══ Data excerpts

PR #2089, opened 2019-06-11
Haxelib icon should only be used for .haxelib

Gama11:
\+ add haxe_libraries (used by a Haxe package manager called lix)

### DIFF
--- a/src/iconsManifest/supportedFolders.ts
+++ b/src/iconsManifest/supportedFolders.ts
@@ -180,7 +180,7 @@ export const extensions: IFolderCollection = {
       ],
       format: FileFormat.svg,
     },
-    { icon: 'haxelib', extensions: ['haxelib'], format: FileFormat.svg },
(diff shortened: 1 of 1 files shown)


Gama11:
Urm.. well, the relevant docs section doesn't seem to mention what the folder is called exactly.

https://lib.haxe.org/documentation/per-project-setup/

But I can point you to the relevant sources:

https://github.com/HaxeFoundation/haxelib/blob/56390adc9c804463cda1dff279bf70be08743432/src/haxelib/client/Main.hx#L160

════

### [Work item]
Start at the line containing "['haxelib'], format: FileFormat.svg" and copy each line through the last one in the records, exactly and with nothing added.

### [Response to the task]
-    { icon: 'haxelib', extensions: ['haxelib'], format: FileFormat.svg },
(diff shortened: 1 of 1 files shown)


Gama11:
Urm.. well, the relevant docs section doesn't seem to mention what the folder is called exactly.

https://lib.haxe.org/documentation/per-project-setup/

But I can point you to the relevant sources:

https://github.com/HaxeFoundation/haxelib/blob/56390adc9c804463cda1dff279bf70be08743432/src/haxelib/client/Main.hx#L160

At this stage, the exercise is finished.